What you return must be the lines of the data that hold the word "makes".
━━━━
PR #2441, opened 2026-09-19
feat(decisions): ask the miner which files a commit's decision is about

RaghavChamadiya:
The `pr` and `git_archaeology` miners read one decision out of one commit body and then took that commit's **whole file list**, because the model was never asked which files the decision was about. A commit that bundles three unrelated changes produced three decisions each claiming all of its files, so `get_why` on any of them answered with the other two.

## What changes

- Both commit prompts now ask for `affected_files`, under a shared instruction that makes `[]` an explicitly correct answer.
- `mine_pr_bodies` shows the model the commit's file list. It never did — it asked for a decision from a subject and a body alone, and scored 20% on topic against git archaeology's 45% on the same store.
- The answer is intersected with the commit's own list before it is stored, so a path the model invented cannot bind, and the result is marked `commit_selected` rather than left under the breadth rule.
- An **empty** answer stays empty; a **missing** one falls back to the old behaviour, so a provider that has not seen the new prompt is unaffected.
- `backfill_scope_basis` repairs every legacy commit-derived row rather than only the wide ones, and leaves a selected scope alone.
- A dedupe fold keeps `commit_selected` only while every member of the fold chose its own files.

## Measured

Out of sample: 29 records and 124 blind-labelled pairs drawn from the dev store, three raters, pairs shuffled, "prefer the lower label when torn". The pass/fail bar was written to a file before any label existed.

| arm | n | governs | noise | 95% CI |
|---|---|---|---|---|
| bind the whole commit list (today) | 124 | 27% | 18% | 20–35% |
| the model's selection | 43 | **93%** | **0%** | 81–98% |

Arm B is a complete census of the selector's choices, not a sample of them.

It is not a precision/recall trade. The selection keeps 13% of the surface, and **all 20** of the records that had a genuinely governing file kept one. The 5 it emptied had none to keep — the selector drops exactly the records whose subject was never in the candidate list.

## Why the breadth gate goes with it

`MAX_GOVERNING_FILES` was the best signal available while nothing asked the model directly, but it never measured commit breadth. The miner's file list is an inversion of per-file git metadata, not the commit's diff (median 0.89 coverage of the real list, p25 0.45), so at the five-file cutoff **82% of the records that still bound came from commits that had touched more than five files**. The gate was selecting commits the indexer thinned.

The prize is the stratum `commit_footprint` blanks entirely today: 72 of 117 commit-derived records and 1,596 claimed file entries, which the selector recovers at 95% governs.

## Scope limit

This measures the selection stage on records that already exist. Whether asking for the new key also changes *which* decisions get extracted is unmeasured — worth watching on the first index after this lands.

## Tests

`tests/unit/analysis/test_decision_commit_selection.py` is new; the dedupe and scope-basis suites gained the fold and backfill cases. Nine mutants, one per behaviour a new test claims to pin, all killed. `tests/unit/persistence`, `tests/unit/analysis`, `tests/unit/generation/test_decision_scoping.py`, `tests/unit/server/mcp/test_why_scope_basis.py` and `tests/unit/health` pass locally.

Evidence and method in `local-stash/decision-layer-research/capture-2026-09-19/`.


swati510 (approved):

RaghavChamadiya:
Two review passes on the diff found two real bugs, both introduced by this branch. Both are fixed in `92268af75`, with tests.

**An accepted record was demoted.** `backfill_scope_basis` now repairs every legacy commit-derived row rather than only the wide ones, and it selected on `scope_basis == ""` alone. `accept_decision` writes `stated` only when the accepter passes an explicit scope, and **neither `repowise decision confirm` nor the web accept route does** — only `decision accept --scope ...`. So a decision a reviewer had confirmed as-is would have lost its file links on the next index, silently. Worse than silent, actually: `governed_files` is built from accepted path-binding records and `analysis/health/governance.py` emits an `ungoverned_hotspot` finding for every hotspot outside it, so the demotion would have *manufactured* health findings saying nobody had decided anything about those files. The repair now exempts a record by its acceptance row rather than by its basis.

**A narrow footprint came back binding through a dedupe fold.** The fold recompute calls `commit_scope_basis(union)`, which returns the binding empty basis for any union at or under the cutoff. That was safe while a footprint could only exist *above* the cutoff — and this branch made narrow footprints the normal case. A two-file footprint folding into a one-file canonical republished exactly the files the repair had just taken away. A member that cannot bind on its own now makes the union non-binding. That also fixes a pre-existing case the same lines owned: a `repository` (working agreement) or `session_proximity` canonical was being promoted to binding by any fold, because only `stated` was preserved.

Smaller, also from the reviews:

- A malformed `affected_files` (a list of dicts, of nulls) read as an empty selection, which under the new semantics binds the record to nothing *permanently*. It now falls back like any other unusable answer. `[]` still means "about none of these files".
- `proposed_files` is cleared whether or not the decision resolved to a commit. Only the resolved branch cleared it, so an unattributed decision carried the model's raw paths into `dataclasses.asdict`. Inert — every reader in `bulk_upsert_decisions` fetches keys by name, there is no `DecisionRecord(**headline)` and no strict model on that path — but false against the field's own docstring.
- `mine_git_archaeology` now uses `_MAX_PROMPT_FILES` and sorts before truncating, as `mine_pr_bodies` does. It inlined an unsorted `[:20]`, so which files the model could choose from depended on `_git_meta_map` iteration order rather than on the commit.
- `_scope_from_selection` is annotated `Sequence`, matching the helpers it calls.
- The `MAX_GOVERNING_FILES` docstring says what it still decides — the scope of a response that did not answer at all — rather than describing the retired rule as live.

Eight new tests. Sixteen mutants across both rounds, one per behaviour a test claims to pin, all killed.

## Two things the reviews raised that I have deliberately not changed

**Legacy `pr` records become non-binding and mostly stay that way.** `purge_proposed_decisions_by_source` is called for `git_archaeology` but never for `pr`, and the miner visits at most `_MAX_PR_BODIES = 25` commits per run, so most existing `pr` rows will be stamped `commit_footprint` and never re-mined. That is the intended outcome rather than a regression: those rows measured **20% governs and 23% noise**, so a record that keeps its text, its commit and its staleness signal while no longer answering "what governs this file" is strictly better than one that answers wrongly one time in four. Worth stating plainly because the word "repair" implies re-mining follows, and for `pr` it does not.

**`max_tokens` was not revisited.** The output now carries an `affected_files` array per decision, against budgets of 2500 (`pr`) and 2000 (`git_archaeology`) set before it existed. On truncation `_parse_decisions_json` fails `json.loads`, the `\[.*\]` salvage also fails on an unterminated array, and the whole batch of five commits is lost silently. The prompt pushes hard toward short lists so I have not seen it, but I have no measurement either way, and picking a new number blind is a guess. Flagging it rather than tweaking it; the durable fix is to make that truncation loud, which is a separate change.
━━━━
◆ **FINISHED TASK**:
- Both commit prompts now ask for `affected_files`, under a shared instruction that makes `[]` an explicitly correct answer.
**A narrow footprint came back binding through a dedupe fold.** The fold recompute calls `commit_scope_basis(union)`, which returns the binding empty basis for any union at or under the cutoff. That was safe while a footprint could only exist *above* the cutoff — and this branch made narrow footprints the normal case. A two-file footprint folding into a one-file canonical republished exactly the files the repair had just taken away. A member that cannot bind on its own now makes the union non-binding. That also fixes a pre-existing case the same lines owned: a `repository` (working agreement) or `session_proximity` canonical was being promoted to binding by any fold, because only `stated` was preserved.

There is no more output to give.